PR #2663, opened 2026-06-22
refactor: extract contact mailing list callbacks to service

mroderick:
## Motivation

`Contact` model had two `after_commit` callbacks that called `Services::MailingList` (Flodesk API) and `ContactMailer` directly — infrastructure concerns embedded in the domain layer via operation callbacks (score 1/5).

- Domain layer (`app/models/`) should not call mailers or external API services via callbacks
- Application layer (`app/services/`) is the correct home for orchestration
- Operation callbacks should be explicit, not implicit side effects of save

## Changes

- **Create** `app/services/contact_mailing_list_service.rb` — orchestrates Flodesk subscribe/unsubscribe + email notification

-*-*-

* AIM OF THE EXERCISE *
Word for word, reproduce the listing from its first line through the line that has "## Motivation" in it, and go no further.

* SOLUTION FOR THIS EXERCISE *
PR #2663, opened 2026-06-22
refactor: extract contact mailing list callbacks to service

mroderick:
## Motivation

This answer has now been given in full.